Perhaps you could say anything about it at all?

You keep saying that it's bad and this other thing is better, but never say why it's bad, or even -what- this other thing is that's better. Other than a vague label that really tells us nothing.

You understand why that makes folks skeptical and confused.


----------



## Laurelin (Nov 2, 2006)

I don't really remember with Mia? I know the first day home after a 7 hour drive we didn't do much. 

Hank learned sit, down, nose touch and hand touch in the first day but he's kind of a rock star and was 8-10 months old.

I would basically just start shaping what you want from your dog from the get go as far as manners go.


----------



## petpeeve (Jun 10, 2010)

ireth0 said:


> You keep saying that it's bad and this other thing is better, but never say why it's bad, or even -what- this other thing is that's better.
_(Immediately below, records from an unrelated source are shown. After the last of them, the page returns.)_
PR #15605, opened 2024-08-06
py,esp32,rp2: Add new cstack API, check margin macro, fix esp32 stack check.

projectgus:
### Summary

* Motivation for this was testing the ESP32-C3 bug fix in https://github.com/micropython/micropython/pull/15583/ and realising there is a subtle race condition on esp32 port where the stack check limit may not be set reliably, depending on function timing.
* On looking at the whole situation, every port adds some "stack limit margin" but it's usually hard-coded in the call to `mp_stack_set_limit()`. Threaded ports have the extra challenge of adding a margin in the thread module. However only the value passed to `mp_stack_set_limit()` needs to have the margin applied (i.e. if the user sets a thread stack size of N bytes, the tasks will have a real stack size of N bytes and the stack limit checker sets its value to `N - margin` bytes.)
* After discussing with Damien this PR has expanded to add both a `MICROPY_STACK_CHECK_MARGIN` macro and a new cstack API which sets the stack origin and the stack limit (based off the stack size) in one call.
* To offset the code size impact on ports without threads, new cstack API can be inlined in some cases.
* Old stackctrl.h API is kept unchanged, apart from a note about deprecation and macros to disable when building `MICROPY_PREVIEW_VERSION_2`.
* `esp32`, `unix` and `rp2` ports are converted in this PR as initial examples.

### Testing

* Ran `stress` and `thread` tests on unix port, esp32 port (S3 and C3), and on rp2 port.
* A commit in this PR enables the `stress` tests for the esp32 port.

Could have made a much smaller fix for the esp32 port race condition by adjusting the stack size before creating the thread, or by applying a mutex. However this approach seems easier to understand overall, and implements a single source of truth for the stack limit margin.
 
### Follow-up work

* Refactor other ports to use the new API.
* Suspect the stack limitmargin is set quite conservatively (especially for ESP32-C3 where it is 2KB). Could experiment with reducing this to save some RAM.

### DIFF
--- a/ports/rp2/mpconfigport.h
+++ b/ports/rp2/mpconfigport.h
@@ -81,6 +81,7 @@
 #define MICROPY_TRACKED_ALLOC                   (MICROPY_SSL_MBEDTLS || MICROPY_BLUETOOTH_BTSTACK)
 #define MICROPY_READER_VFS                      (1)
 #define MICROPY_ENABLE_GC                       (1)
+#define MICROPY_STACK_CHECK_MARGIN              (256)
 #define MICROPY_ENABLE_EMERGENCY_EXCEPTION_BUF  (1)
 #define MICROPY_LONGINT_IMPL                    (MICROPY_LONGINT_IMPL_MPZ)
 #define MICROPY_FLOAT_IMPL                      (MICROPY_FLOAT_IMPL_FLOAT)
--- a/py/cstack.c
+++ b/py/cstack.c
@@ -4,6 +4,7 @@
  * The MIT License (MIT)
  *
  * Copyright (c) 2014 Paul Sokolovsky
+ * Copryight (c) 2024 Angus Gratton
  *
  * Permission is hereby granted, free of charge, to any person obtaining a copy
  * of this software and associated documentation files (the "Software"), to deal
@@ -24,31 +25,22 @@
  * THE SOFTWARE.
  */
 
-// This API is deprecated, please use py/cstack.h instead
-
 #include "py/runtime.h"
+#include "py/cstack.h"
 
-#if !MICROPY_PREVIEW_VERSION_2
-
-#include "py/stackctrl.h"
-
-void mp_stack_ctrl_init(void) {
+void mp_cstack_init_with_sp_here(size_t stack_size) {
     #if __GNUC__ >= 13
     #pragma GCC diagnostic push
     #pragma GCC diagnostic ignored "-Wdangling-pointer"
     #endif
     volatile int stack_dummy;
-    MP_STATE_THREAD(stack_top) = (char *)&stack_dummy;
+    mp_cstack_init_with_top((void *)&stack_dummy, stack_size);
     #if __GNUC__ >= 13
     #pragma GCC diagnostic pop
     #endif
 }
 
-void mp_stack_set_top(void *top) {
-    MP_STATE_THREAD(stack_top) = top;
-}
-
-mp_uint_t mp_stack_usage(void) {
+mp_uint_t mp_cstack_usage(void) {
     // Assumes descending stack
     volatile int stack_dummy;
     return MP_STATE_THREAD(stack_top) - (char *)&stack_dummy;
@@ -56,16 +48,10 @@ mp_uint_t mp_stack_usage(void) {
 
 #if MICROPY_STACK_CHECK
 
-void mp_stack_set_limit(mp_uint_t limit) {
-    MP_STATE_THREAD(stack_limit) = limit;
-}
-
-void mp_stack_check(void) {
-    if (mp_stack_usage() >= MP_STATE_THREAD(stack_limit)) {
+void mp_cstack_check(void) {
+    if (mp_cstack_usage() >= MP_STATE_THREAD(stack_limit)) {
         mp_raise_recursion_depth();
     }
 }
 
 #endif // MICROPY_STACK_CHECK
-
-#endif // !MICROPY_PREVIEW_VERSION_2
--- a/py/cstack.h
+++ b/py/cstack.h
@@ -4,6 +4,7 @@
  * The MIT License (MIT)
  *
  * Copyright (c) 2014 Paul Sokolovsky
+ * Copyright (c) 2024 Angus Gratton
  *
  * Permission is hereby granted, free of charge, to any person obtaining a copy
  * of this software and associated documentation files (the "Software"), to deal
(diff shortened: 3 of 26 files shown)


py/stackctrl.h
```diff
@@ -26,15 +26,20 @@
...
+#include "py/mpstate.h"
 
 void mp_stack_ctrl_init(void);
 void mp_stack_set_top(void *top);
 mp_uint_t mp_stack_usage(void);
 
 #if MICROPY_STACK_CHECK
 
-void mp_stack_set_limit(mp_uint_t limit);
+inline static void mp_stack_set_limit(mp_uint_t limit) {
```
dpgeorge, line 37: This is no longer setting the limit, instead it's setting the total available stack space.  The limit is then that number minus the margin.

So I suggest renaming this function to something like `mp_stack_set_size()`.  If we do that, it would force users to notice this change in API.  OTOH maybe it's nicer for them to provide a backwards compatible macro `#define mp_stack_set_limit mp_stack_set_size`?

py/stackctrl.h
```diff
@@ -26,15 +26,20 @@
...
+    assert(limit > MICROPY_STACK_CHECK_MARGIN); // Should be enforced by port
```
dpgeorge, line 38: Suggest using `MP_STATIC_ASSERT` (if possible here...).

dpgeorge:
An alternative to this would be to still have the `MICROPY_STACK_CHECK_MARGIN` macro but use it explicitly at the call site for `mp_stack_set_limit()`.  Eg in `mp_thread_init_state()` it would do:
```c
    mp_stack_set_limit(stack_size - MICROPY_STACK_CHECK_MARGIN);
```
That makes it more obvious that the limit is the stack size minus an explicit margin.  Otherwise the margin is kind of hidden in the `stackctrl.h` implementation.

But, this alternative approach is more verbose (more duplicated code with the subtraction of the margin everywhere) so probably not any better than what this PR does.

py/stackctrl.h
projectgus: Good point... what about `mp_stack_check_init(mp_uint_t stack_size)`. Then the name still indicates the purpose, but more accurate about what it will do.

py/stackctrl.h
projectgus: Not possible here, limit is not guaranteed to be compile-time constant.

However the compiler will be smart, if assertions are enabled and limit *is* constant then the assert will be elided if it passes, and if it fails then dead code elimination will conveniently remove everything that comes after. :laughing:

py/stackctrl.h
dpgeorge: I think `mp_stack_check_init()` is confusing because there's already `mp_stack_ctrl_init()`... with two init functions it's confusing which one to call.

The current situation is that you either do one of the following to initialise stack checking:
- call `mp_stack_ctrl_init()` to use the current stack pointer to set the top of the stack, then call `mp_stack_set_limit()` to set the limit from there
- call `mp_stack_set_top()` to set an explicit top pointer, then call `mp_stack_set_limit()`

Then you can call `mp_stack_usage()` and `mp_stack_check()`.

If we are going to rejig the API, I'd propose to have two separate init functions:
- `mp_stack_check_init_with_sp_here(size_t stack_size)`
- `mp_stack_check_init_with_top(void *top, size_t stack_size)`

(Note the `size_t` type.)

Then it's much clearer what to call, and you only need to call one function to init it.

py/stackctrl.h
```diff
@@ -26,15 +26,20 @@
 #ifndef MICROPY_INCLUDED_PY_STACKCTRL_H
 #define MICROPY_INCLUDED_PY_STACKCTRL_H
 
-#include "py/mpconfig.h"
+#include "py/mpstate.h"
```
dpgeorge, line 29: I was a bit worried this would introduce a circular header dependency, but luckily it does not.

So, now it would also be possible to make `mp_stack_set_top()` static-inline, which should also help to reduce code size.

py/stackctrl.h
dpgeorge: Aah, right.

py/stackctrl.h
projectgus: Have pushed a commit here to do this as well.

projectgus:
@dpgeorge Have updated according to our discussion earlier, and updated the PR description.

The project coverage check is failing because stackctrl.c is no longer covered. What's the best way to deal with that?

dpgeorge:
> The project coverage check is failing because stackctrl.c is no longer covered. What's the best way to deal with that?

Hmmmm... three options I can think of:
1. Add code to `ports/unix/coverage.c` to call the old functions to get coverage.
2. Add a `#if MICROPY_STACK_CHECK_LEGACY` around everything in `py/stackctrl.c` and disable this on unix coverage builds, to exclude that code from coverage checks.
3. Implement the new functions in terms of the old ones.

Option 3 makes it harder to easily remove the old functions when the time comes.  Probably option 1 is the best.

projectgus:
> Option 3 makes it harder to easily remove the old functions when the time comes. Probably option 1 is the best.

Thanks, have push a commit to try that approach (and coverage seems happy, at least.)

ports/rp2/mpconfigport.h
```diff
@@ -158,6 +158,8 @@
 // Number 3 is currently used by pico-sdk (PICO_TIME_DEFAULT_ALARM_POOL_HARDWARE_ALARM_NUM)
 #define MICROPY_HW_SOFT_TIMER_ALARM_NUM         (2)
 
+#define MICROPY_STACK_CHECK_MARGIN              (256)
```
dpgeorge, line 161: Please move this config option to where it is relative to how it's ordered in `py/mpconfig.h`.

That would mean placing it between `MICROPY_ENABLE_GC` and `MICROPY_ENABLE_EMERGENCY_EXCEPTION_BUF`.

py/cstack.c
```diff
@@ -0,0 +1,56 @@
+/*
+ * This file is part of the MicroPython project, http://micropython.org/
+ *
+ * The MIT License (MIT)
+ *
+ * Copyright (c) 2014 Paul Sokolovsky, 2024 Angus Gratton
```
dpgeorge, line 6: The convention in this project is to put separate authors' copyright on separate lines, ie:
```c
* Copyright (c) 2014 Paul Sokolovsky
* Copyright (c) 2024 Angus Gratton
```

py/cstack.h
```diff
@@ -0,0 +1,62 @@
+/*
+ * This file is part of the MicroPython project, http://micropython.org/
+ *
+ * The MIT License (MIT)
+ *
+ * Copyright (c) 2014 Paul Sokolovsky, 2024 Angus Gratton
```
dpgeorge, line 6: separate lines, as above

py/cstack.h
```diff
@@ -0,0 +1,62 @@
...
+ * LIABILITY, WHETHER IN AN ACTION OF CONTRACT, TORT OR OTHERWISE, ARISING FROM,
+ * OUT OF OR IN CONNECTION WITH THE SOFTWARE OR THE USE OR OTHER DEALINGS IN
+ * THE SOFTWARE.
+ */
+#ifndef MICROPY_INCLUDED_PY_CSTACK_H
+#define MICROPY_INCLUDED_PY_CSTACK_H
+
+#include "py/mpstate.h"
+
+// Both init functions accept the full stack size. Set the
```
dpgeorge, line 31: "Both init functions below accept..."

py/stackctrl.c
```diff
@@ -25,6 +25,11 @@
  */
 
 #include "py/runtime.h"
+
+// This API is deprecated, please use py/cstack.h instead
```
dpgeorge, line 29: Suggest putting this comment above the include of py/runtime.h, to mirror `stackctrl.h`.

dpgeorge:
This is looking really good now!  Just a few minor comments.

ports/rp2/mpconfigport.h
projectgus: Done. Do you want the same thing for esp32 mpconfigport.h? It would mean splitting up a block of defines with an ifdef.

dpgeorge: Yes, please move it.  Consistency is better here.

projectgus: Done!

dpgeorge:

dpgeorge:
@projectgus looks like this may have broken `multi_bluetooth/ble_irq_calls.py` on ESP32-C3.  That test tests for recursion within a BLE IRQ handler, and now it seems that ESP32-C3 has less stack for Python calls because of the increased margin, so the test fails.

The BLE IRQ handler on esp32 has `CONFIG_BT_NIMBLE_TASK_STACK_SIZE=6144` minus 2048 minus `MICROPY_STACK_CHECK_MARGIN` bytes.  So that's very small on ESP32-C3/RISC-V.

To fix it I suggest decreasing `MICROPY_STACK_CHECK_MARGIN` on RISC-V to a less conservative value.  If that still doesn't fix `multi_bluetooth/ble_irq_calls.py` then we should probably increase `CONFIG_BT_NIMBLE_TASK_STACK_SIZE` on RISC-V.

Other than a vague label that really tells us nothing.





Canyx said:


> I hope you enlighten us as to what "attraction and resistance" training is.


 I believe the answer lies within the poster's signature. And then some.

There's a valid reason why fringe-players have never gained widespread recognition from their peers, or built a following that goes beyond cultish.


----------



## Laurelin (Nov 2, 2006)

Mirzam said:


> My dog does none of those things, but he wasn't trained not to do them either. He developed impulse control naturally as he grew and matured. Dogs are better than apes at self-restraint, and in fact, when properly raised are more reliable than humans when it comes to self-control. Obviously, this is only applicable to dogs raised from puppyhood, and not to adopted dogs with uncertain histories. Which is why I would use some of the techniques I have mentioned. As I said, they resolved, non-agressive DR in my boy, it is like night and day.
> 
> If a dog is behaving in the manner in which you describe they are in overload, and that needs to be addressed not the resultant behavior.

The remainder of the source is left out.